Xiangsheng Wang

Pyrolysis mechanism of pitch for carbon fiber using tritium tracer method

Abstract Tritium has been introduced into three coal tar pitches and a naphthalene pitch by two methods, one by isotope exchange with tritiated water using Pt/Al 2 O 3 catalyst, and the other by hydrogenation with tritiated gaseous hydrogen using Ni-Mo/Al 2 O 3 catalyst. The tritium-labelled pitches were carbonized up to 1000°C under nitrogen atmosphere. The release behaviors of hydrogen and tritium during the carbonization of tritiated pitches were investigated by comparing the rates of dehydrogenation and detritiation. The results indicate that the hydrogen introduced into the pitch by the isotope exchange is released more rapidly than the original hydrogen in the pitch while the hydrogen introduced into the pitch by the isotope addition is slightly more difficult to release relative to the original hydrogen in the pitch during the pyrolysis of the pitch. Moreover, it was clarified that the extent of development of optically anisotropic texture of the pitch is related not to the hydrogen exchange ratio but to the rate of hydrogen release during pyrolysis.

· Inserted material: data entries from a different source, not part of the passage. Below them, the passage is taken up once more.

PR #1833, opened 2026-09-12
fix(gateway): fail pending RPC calls when the client is closed

### LINKED ISSUE #1780: [Bug]: GatewayRPCClient.close() leaves pending RPC calls unresolved
### Duplicate check

### AgentOS version or commit

AgentOS 2026.9.11 Commit: 4ca69fff2af11204b04a1e522b4b7b52d259ab63

### Area

Gateway

### Reproduction steps

1. Create a `GatewayRPCClient` with `request_timeout_s=None`.
2. Start a `call()` whose RPC request remains pending because the gateway does not respond.
3. Call `await client.close()`.
4. Observe that the `call()` task remains blocked indefinitely.

Minimal scenario:

```python
client = GatewayRPCClient(request_timeout_s=None)
task = asyncio.create_task(client.call("sessions.list"))

# The request is now present in client._pending, but no response arrives.
await client.close()

# The task remains blocked at `await fut`.
```

### Expected behavior

Closing the client should fail all pending RPC calls promptly with:

```text
ConnectionError("Gateway connection closed")
```

Pending requests should also be removed from `_pending`.

### Actual behavior

`close()` cancels the listener and closes the WebSocket, but does not settle or clear `_pending`. With `request_timeout_s=None`, pending RPC calls can wait forever. With the default timeout, they wait until the timeout expires.

### Environment

macOS, Python 3.12.14, uv 0.12.12

tejajakarulloh:
Fixes #1780

## The bug

`close()` tears down the transport but never settles the requests riding on it:

```python
async def close(self) -> None:
    self._closing = True
    for task in (self._heartbeat_task, self._listener_task):
        ...
        task.cancel()
    if self._ws is not None:
        await self._ws.close()
```

Every in-flight `call()` is parked on a future in `self._pending`, and the only
code that ever settles those futures is `_mark_connection_failed`. During an
intentional close nothing reaches it:

- the listener is cancelled, so it stops delivering `res` frames;
- even if it drains first, its end-of-stream branch is guarded by
  `if not self._closing`, which `close()` has just set to `True` — by design,
  so a deliberate close is not reported as a connection failure.

So the futures are orphaned, and what the caller sees depends on
`request_timeout_s`:

| `request_timeout_s` | Caller blocked in `call()` | Reported before |
|---|---|---|
| `None` | forever | never returns |
| `30.0` (default) | 30s | `TimeoutError("sessions.list timed out after 30s")` |

Neither is true. The request did not time out; the connection was closed under
it. `_pending` is also left populated, so the entries leak for the lifetime of
the client object.

This is reachable from ordinary shutdown, not just an explicit `close()` call:
`connect()` begins with `if self._ws is not None: await self.close()`, so any
reconnect strands the previous socket's in-flight calls the same way.

Measured with the fake socket already in `tests/test_mcp_server/test_gateway_client.py`
(`_SilentWebSocket`, which accepts a send and never answers) — the new tests take
**8.24s** against `upstream/main` @ `4ca69fff`, all of it spent in their own 2s
safety timeouts waiting for calls that never settle, versus **0.08s** with the fix.

## The fix

`close()` settles and clears pending calls before it takes the connection apart:

```python
async def close(self) -> None:
    self._closing = True
    # The listener deliberately stays quiet during an intentional close, so
    # a pending call has no other way to learn the connection went away.
    self._fail_pending(ConnectionError("Gateway connection closed"))
```

The settle-and-clear step is the three lines `_mark_connection_failed` already
ran, lifted into a helper so the two paths cannot drift:

```python
def _fail_pending(self, err: ConnectionError) -> None:
    for fut in self._pending.values():
        if not fut.done():
            fut.set_exception(err)
    self._pending.clear()
```

The error message is the one the report asked for, and `ConnectionError` is
already what a caller must handle from this client, so no call site changes.

Deliberately left alone:

- **`_connection_error` is not set.** Reusing `_mark_connection_failed` here
  would have been shorter, but it latches that field, which would change what a
  `call()` *after* a close raises — today `ConnectionError("Gateway connection is
  not open")` from the `self._ws is None` guard, which is already correct.
  `close()` only needs to settle what is in flight.
- **The `if not self._closing` guard in `_listen`, the task cancellation, and the
  heartbeat loop.** Unchanged; the fix adds a step rather than redirecting one.
- **`_close_failed_connect`.** The handshake uses raw `send`/`recv` rather than
  `call()`, so `_pending` is necessarily empty on that path.

## Tests

`tests/test_mcp_server/test_gateway_client.py` — 7 new cases, all offline, no
credentials, no sockets, built on the file's existing `_SilentWebSocket`. Every
wait is wrapped in `asyncio.wait_for(..., timeout=2)` so a regression fails the
suite in seconds instead of hanging it.

Fail without the fix (5):

- `test_close_fails_pending_call_without_a_request_timeout` — the reported case:
  `request_timeout_s=None`, so before the fix the task never returned.
- `test_close_fails_pending_call_promptly_under_a_request_timeout` — with
  `request_timeout_s=300`, asserts the caller gets `ConnectionError` now rather
  than a misleading `TimeoutError` five minutes later.
- `test_close_fails_every_pending_call` — two concurrent calls; both settle, and
  `_pending` ends empty. Guards against settling only the first entry.
- `test_reconnect_fails_the_previous_connections_pending_calls` — enters `close()`
  through `connect()` rather than directly, the path a reconnecting adapter takes.
- `test_close_leaves_an_already_settled_future_alone` — a cancelled `call()`
  leaves its entry in `_pending`; asserts `close()` clears it. This one also
  pins the `not fut.done()` guard: without it, `set_exception` on the cancelled
  future raises `InvalidStateError`.

Pass either way by design — the guards that the extracted helper did not change
the other caller, which is the direction the report did not cover:

- `test_connection_failure_still_fails_pending_calls` — an unexpected drop still
  reports `ConnectionError("Gateway connection lost: socket reset")`, not the new
  close message. If `_fail_pending` had been wired up wrongly, this is what would
  catch it.
- `test_close_still_closes_the_socket_with_no_pending_calls` — `close()` with an
  empty `_pending` still closes the socket and nulls `_ws`; the added call is not
  allowed to short-circuit teardown.

## Verification

```
$ uv run pytest tests/test_mcp_server/test_gateway_client.py -q
11 passed in 0.08s

$ git show upstream/main:src/agentos/gateway_client.py > src/agentos/gateway_client.py
$ uv run pytest tests/test_mcp_server/test_gateway_client.py -q
5 failed, 6 passed in 8.24s

$ uv run ruff check src tests
All checks passed!

$ uv run pytest -q
6 failed, 10443 passed, 34 skipped, 4 warnings, 3 errors in 252.11s
```

(`test_tracked_public_files_do_not_carry_this_machines_timezone`).

The test-file diff is purely additive (+122/−0). `ruff format` wants to rewrap one
pre-existing `assert` at line 33, which it also wants to rewrap on `upstream/main`
untouched, so I left it as it is rather than mix a reflow into this PR.

`call()` pops `_pending[req_id]` on `TimeoutError` but not on `CancelledError`, so
a cancelled call leaves its entry behind until something else clears the dict.
This fix makes `close()` clear it, which is why the cancellation test above
passes, but the leak itself is still there for a long-lived client that cancels
calls and never closes. It needs a `finally: self._pending.pop(req_id, None)` in
`call()` — a different statement from the one this issue is about, so I left it
out. Happy to file it separately.

### DIFF
--- a/src/agentos/gateway_client.py
+++ b/src/agentos/gateway_client.py
@@ -179,6 +179,9 @@ class GatewayRPCClient:
 
     async def close(self) -> None:
         self._closing = True
+        # The listener deliberately stays quiet during an intentional close, so
+        # a pending call has no other way to learn the connection went away.
+        self._fail_pending(ConnectionError("Gateway connection closed"))
         for task in (self._heartbeat_task, self._listener_task):
             if task is None:
                 continue
@@ -231,6 +234,12 @@ class GatewayRPCClient:
         except Exception as exc:
             self._mark_connection_failed(exc)
 
+    def _fail_pending(self, err: ConnectionError) -> None:
+        for fut in self._pending.values():
+            if not fut.done():
+                fut.set_exception(err)
+        self._pending.clear()
+
     def _mark_connection_failed(self, exc: BaseException) -> ConnectionError:
         if isinstance(exc, ConnectionError):
             err = exc
@@ -240,10 +249,7 @@ class GatewayRPCClient:
             self._connection_error = err
         else:
             err = self._connection_error
-        for fut in self._pending.values():
-            if not fut.done():
-                fut.set_exception(err)
-        self._pending.clear()
+        self._fail_pending(err)
         current_task = asyncio.current_task()
         for task in (self._heartbeat_task, self._listener_task):
             if task is not None and task is not current_task and not task.done():
--- a/tests/test_mcp_server/test_gateway_client.py
+++ b/tests/test_mcp_server/test_gateway_client.py
@@ -1,5 +1,6 @@
 from __future__ import annotations
 
+import asyncio
 import json
 import sys
 from types import SimpleNamespace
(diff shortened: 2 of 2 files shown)


andreapn:
Closing: the target issue #1780 was closed as not planned during triage — see the closing comment there for the reasoning. Thanks for the effort; if you can show the failure through a public entry point, reopen the issue first.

Estimation of hydrogen mobility of coal tar pitch for carbon fiber using a tritium tracer method

Abstract Three coal tar pitches for high performance carbon fiber (HPCF) and general performance carbon fiber (GPCF) were hydrogenated by tritium labelled gaseous hydrogen in the absence of both catalyst and vehicle solvent under conditions of temperature 300–400°C, nominal reaction time 0–300 min and initial hydrogen pressure 5.9 MPa. The relative rate constants and apparent activation energies for hydrogen transfer from gas phase to the pitches have been estimated by tracing tritium. The apparent activation energies for hydrogen addition from the gas phase to the three pitches were very close (ca. 9–10 kcal/mol), but apparent activation energies for hydrogen exchange between the gas phase and the three pitches were different from each other (HP, 15.4; GP-A, 2.9; GP-B, 3.7 kcal/mol). Especially, apparent activation energy of hydrogen exchange of the raw pitch for HPCF was significantly larger than those of the raw pitches for GPCF. These results of kinetic parameters for hydrogen transfer can be used to evaluate the distribution and mobility of hydrogens in component molecules of pitches.